The book_format.html file included with the Polyglot program linked to above says:

<h3>enpassent</h3> If the opponent has performed a double pawn push
and there is now a pawn next to it belonging to the player to move then
"enpassant" is the entry from RandomEnPassant whose offset is the file
of the pushed pawn (counted from 0(=a) to 7(=h)). If this does not
apply then enpassant=0.
<p>
Note that this is <b>different from the FEN standard</b>. In the FEN standard
the presence of an "en passant target square" after a double pawn push
is unconditional. 
<p> Also note that it is irrelevant if the potential en passant
capturing move is legal or not (examples where it would not be legal are
when the capturing pawn is pinned or when the double pawn push was a
discovered check).

But this "it is irrelevant" doesn't seem to be describing anything other than that program's actual implementation. I guess there is some value to having python-chess use the same implementation. But it does still seem to me to be the wrong design choice (for both programs).

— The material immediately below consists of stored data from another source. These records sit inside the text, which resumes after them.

PR #5999, opened 2026-04-25
Fix 404 handler swallowing SPA fallback under ui.run_with(root=...)

### LINKED ISSUE #5998: ui.run_with(FastAPI(), root=...) no longer resolves SPA subpaths correctly in 3.11.0
### First Check

### Example Code

```python

```

### Description

After upgrading from NiceGUI 3.10.0 to 3.11.0, app started returning 404 for SPA-style subpaths that previously worked.

Use:

FastAPI()
ui.run_with(app=fastapi_app, root=root, ...)
a shared root() layout
ui.sub_pages(...) inside root() for internal SPA routing
In 3.10.0, direct requests like /auth/login were handled correctly.
In 3.11.0, the same request returns 404 Not Found.

Server logs:
Message: '%s - "%s %s HTTP/%s" %d'
Arguments: ('10.167.10.119:0', 'GET', '/auth/login?reason=not_authenticated', '1.1', 404)

Direct navigation to SPA subpaths such as:
/auth/login
/auth/reset_password
returns 404 after upgrading to 3.11.0.

When tested through ASGI, /auth/login returns:
{"detail":"Not Found"}

This suggests the request does not reach the NiceGUI root/sub_pages fallback anymore.

With ui.run_with(FastAPI(), root=root, ...), direct requests to SPA subpaths should still be handled by the NiceGUI root page and then resolved by ui.sub_pages(...), as in 3.10.0.

So it looks like there may have been a regression in how mounted NiceGUI apps handle 404 fallback / root-page resolution for SPA subpaths.

A workaround on our side is to explicitly register each SPA entry path as a real ui.page(...) instead of relying on root + ui.sub_pages(...).
But this was not necessary in 3.10.0.

Environment

NiceGUI: 3.10.0 -> 3.11.0
FastAPI: current version from dependency lock
Uvicorn: 0.46.0
Python: 3.12

### NiceGUI Version

3.11.0

### Python Version

3.12.12

### Browser

Safari, Chrome

### Operating System

Linux

### Additional Context

_No response_

falkoschindler:
### Motivation

Closes #5998.

#5974 changed the 404 handler to return JSON when an endpoint matched but no `nicegui_page_path` was set, so that `@app.get` routes raising `HTTPException(404)` would no longer be served NiceGUI's HTML error page. The discriminator was `'endpoint' in request.scope`.

That works under plain `ui.run()`. Under `ui.run_with(parent_app, root=root)` it breaks SPA fallback: Starlette's `Mount.matches()` populates `scope["endpoint"]` with the mounted app reference _before_ the inner router runs (see [starlette/routing.py L429](https://github.com/encode/starlette/blob/0.52.1/starlette/routing.py#L429)). When the inner router doesn't match anything (e.g. `/auth/login` is only known to a client-side `ui.sub_pages`), that `endpoint` survives into the 404 handler. The new branch then incorrectly fires and returns `{"detail":"Not Found"}` instead of falling through to render `root`.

niklasf commented 7 years ago

[x] (1) Yes, this is the exact reason it's implemented like that. Otherwise the Zobrist hash could not be used to read polyglot opening books. It's commonly done this way for hashtables in engines, but I agree that it's a poor design decision for opening books, where the extra little bit of performance is not important. TODO: Provide both kinds of zobrist hashes.
[x] (2) The rules on three-fold repetition seem to be clear: Ep squares should be considered if and only if there's actually a legal ep capture. TODO: Fix python-chess.
[x] (3) I am not sure about Board.__eq__ and __ne__, i.e. should they compare the position or also internals like (potentially invalid) castling flags or irrelevant ep squares? Or even the entire history of moves? Should comparisons depend on legal move generation?

niklasf commented 7 years ago

Regarding (1) I decided to just make the zobrist hash easier to extend for now:

class MyZobristHasher(chess.polyglot.ZobristHasher):
    def hash_ep_square(self, board):
        if board.has_legal_en_passant():
            return super(MyZobristHasher, self).hash_ep_square(board)
        else:
            return 0

zobrist_hash = MyZobristHasher(chess.polyglot.POLYGLOT_RANDOM_ARRAY)

print(zobrist_hash(chess.Board())

niklasf commented 7 years ago

All done. (3) now compares board objects as chess positions (basically as if comparing FENs, disregarding the history, but inlcuding the move counters).